Like no one ever lost lease hold improvements before now. LOL!


----------



## Luv2hunteup (Mar 22, 2003)

I feel sorry for the guys who had this happen. They have all had decades to resolve it but it's not without pain. You can walk away or move the camp but there is a financial cost associated with it.


----------



## sparky18181 (Apr 17, 2012)

Not debating one bit that their lease is up. My point is that wouldn't it be great if the government found a way to accommodate these camps in some way to continue their traditions. I know how important camp is to my group and feel for these guys


----------



## Midalake (Dec 7, 2009)

sparky18181 said:


> Not debating one bit that their lease is up. My point is that wouldn't it be great if the government found a way to accommodate these camps in some way to continue their traditions. I know how important camp is to my group and feel for these guys


NO it actually would NOT be great if squatters remain on public lands. I have property for sale in the UP in a better spot than these camps are in, send them my way...............THEY WILL make new traditions in a NEW place !


----------



## sparky18181 (Apr 17, 2012)

Midalake said:


> NO it actually would NOT be great if squatters remain on public lands. I have property for sale in the UP in a better spot than these camps are in, send them my way...............THEY WILL make new traditions in a NEW place !


Maybe you should read the information before you would call these people squatters. They pay for the land thru a lease. I'm sure if you lost your house or hunting property you wouldn't feel real good either


----------



## Gamekeeper (Oct 9, 2015)

Sorry Sparkster, I'm quite familiar with the whole arrangement.
My own people lost numerous camps as timber co. land changed hands and new owners didn't want the lease headaches.
Some of the leases were for 100 yrs, and no one ever thought they'd be voided through sale or bankruptcy. Surprise, surprise, surprise!

I'm glad she made the video, but she's 30 years too late.


----------



## Petronius (Oct 13, 2010)

Gamekeeper said:


> Sorry Sparkster, I'm quite familiar with the whole arrangement.
> My own people lost numerous camps as timber co. land changed hands and new owners didn't want the lease headaches.
> Some of the leases were for 100 yrs, and no one ever thought they'd be voided through sale or bankruptcy. Surprise, surprise, surprise!
> 
> I'm glad she made the video, but she's 30 years too late.


These people had year to year leases before the feds took ownership. What would they have done if UPPCO had decided not the renew the yearly leases? They had plenty of time to make other arrangements with the 25 year lease. Some people think they are entitled.


----------



## sparky18181 (Apr 17, 2012)

T


petronius said:


> These people had year to year leases before the feds took ownership. What would they have done if UPPCO had decided not the renew the yearly leases? They had plenty of time to make other arrangements with the 25 year lease. Some people think they are entitled.
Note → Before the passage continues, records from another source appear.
PR #640, opened 2017-07-18
Require authentication for all views.

### LINKED ISSUE #614: Former TTS GSA employees can access parts of tock
We've discovered that employees who are past their end date and not listed as "current" can still access parts of tock _if they still have an active GSA email account_. They'll get a 403 if they go to tock.18f.gov, but tock.18f.gov/reports will load.

This only affects users who have been marked as inactive but who have not left GSA. They need to be able to log into gsa's gmail in order to do this.

batemapf:
## Description

Resolves #614 by requiring requests to all views to be made by an authenticated user. For class-based views, relies on the existing `PermissionMixin` and `IsAuthenticated` class from the Django REST Framework. For function-based views, relies on the `user_passes_test` decorator and the `is_authenticated` attribute of an instantiated `User` class.

Requests made by an unauthenticated user will receive a `403` response (either directly if a class-based view, or via to`/` if a function-based view).

**Note**: *All* first-time users with a gsa.gov email address may access Tock. There is no "white list" of 18F or TTS users that the application compares against. This change set only applies to users who are prevented from authentication because their `is_active` attribute on their respective `User` instance is marked `False`. In other words, in order to restrict a gsa.gov email address holder from Tock, they have to first become a user.

Updated all tests to include authentication information in requests.

## Additional information

To get authentication working with certain tests, re-classed them as `WebTests` (from the `django_webtest`) instead of basic Django `TestCase`'s. This change necessitated updating the text/csv content-type decoder relied upon by the tests in question.


ccostino:
@annalee:  I think we might need this for the ATO because this is an access issue.  I'll review this and update it as necessary and let you know if I have any questions!

ccostino:
I'm very curious if this would fix issue #666, or at least put us on the path toward it.

rogeruiz:
Closed by #720

PR #641, opened 2017-07-24
new end date should be six days from start date, not seven

batemapf:
## Description

I noticed that when this week's reporting period auto-created it had a Sunday end date (7/30) instead of a Saturday end date (7/29). Fix was a one liner, switching a `timedelta()` to `6` instead of `7` days, plus a test to verify success.


brendansudol:
looks lovely

PR #644, opened 2017-08-02
Fix delete checkbox label

### LINKED ISSUE #643: [Bug] Checkboxes for deleting items are not working
The labels for the "delete this item" checkbox are missing a `for` attribute and as a result you can't select the checkbox.

Here is what the code looks like currently:
```
<div class="entry-delete usa-width-two-thirds">
  {{ project_entry.DELETE }}
  <label>Delete this item</label>
</div>
```

The code should look something like this:
```
<div class="entry-delete usa-width-two-thirds">
  {{ project_entry.DELETE }}
  <label for="VARIABLE-ID-HERE">Delete this item</label>
</div>
```

batemapf:
## Description

Resolves #643 by building an id from an existing `forloop` variable and some static text, then set it as the `for` value for the label.

### DIFF
--- a/tock/tock/templates/hours/timecard_form.html
+++ b/tock/tock/templates/hours/timecard_form.html
@@ -71,7 +71,7 @@
       {% if unsubmitted %}
       <div class="entry-delete usa-width-two-thirds">
         {{ project_entry.DELETE }}
-        <label>Delete this item</label>
+        <label for="id_timecardobjects-{{ forloop.counter0 }}-DELETE">Delete this item</label>
       </div>
       {% endif %}
     </div>


abrouilette:
@annalee, is this the fix for the Delete-checkbox problem @kimberbat encountered?

waldoj:
FWIW, I am also having this problem, on Chrome.

nicoleslaw:
Plz merge this soon 🙏

abrouilette:
@ccostino is putting on his cape even now.

ccostino:
Will get this in ASAP!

The point is. This doesn't have to happen. It has been done for 15000 others on federal land to continue their leases. There are alternatives if the government wants to help


----------



## Petronius (Oct 13, 2010)

sparky18181 said:


> T
> The point is. This doesn't have to happen. It has been done for 15000 others on federal land to continue their leases. There are alternatives if the government wants to help


Ok, what about the thousands of other people that would like the same deal? What makes the people losing the leases so special?


----------



## Gamekeeper (Oct 9, 2015)

Sometimes serving the public good isn't the same as serving your good.

They got an extra 25 years. That's enough of a settlement in my view.

I won't go so far as to say all the sites should be bulldozed and reclaimed. 
I'm more for removing the buildings and returning the lands to public use.

Knowing full well many of the groups will drag in semi permanent camps and try to run off every new visitor.


----------



## sparky18181 (Apr 17, 2012)

petronius said:


> Ok, what about the thousands of other people that would like the same deal? What makes the people losing the leases so special?


It's called grandfather clause. Why do you want to hate on these people because you can't get this opportunity. Seems quite self centered and selfish to me.


----------



## sparky18181 (Apr 17, 2012)

A


Gamekeeper said:


> Sometimes serving the public good isn't the same as serving your good.
> 
> They got an extra 25 years. That's enough of a settlement in my view.
> 
> ...


And many of these camps are left unsecured and have been used in emergencies. From what I have seen, these don't seem like the type of people who would run off anyone. I guess it's the old I didn't get to do this so why should they. Pretty self centered if you ask me


----------



## sparky18181 (Apr 17, 2012)

petronius said:


> Ok, what about the thousands of other people that would like the same deal? What makes the people losing the leases so special?


This isn't a new deal to start something new. So someone that isn't part of this is just plain out of luck. Not everyone gets the fruits of all opportunitys No one is prevented from using this land by these people being there


----------



## Petronius (Oct 13, 2010)

sparky18181 said:


> It's called grandfather clause. Why do you want to hate on these people because you can't get this opportunity. Seems quite self centered and selfish to me.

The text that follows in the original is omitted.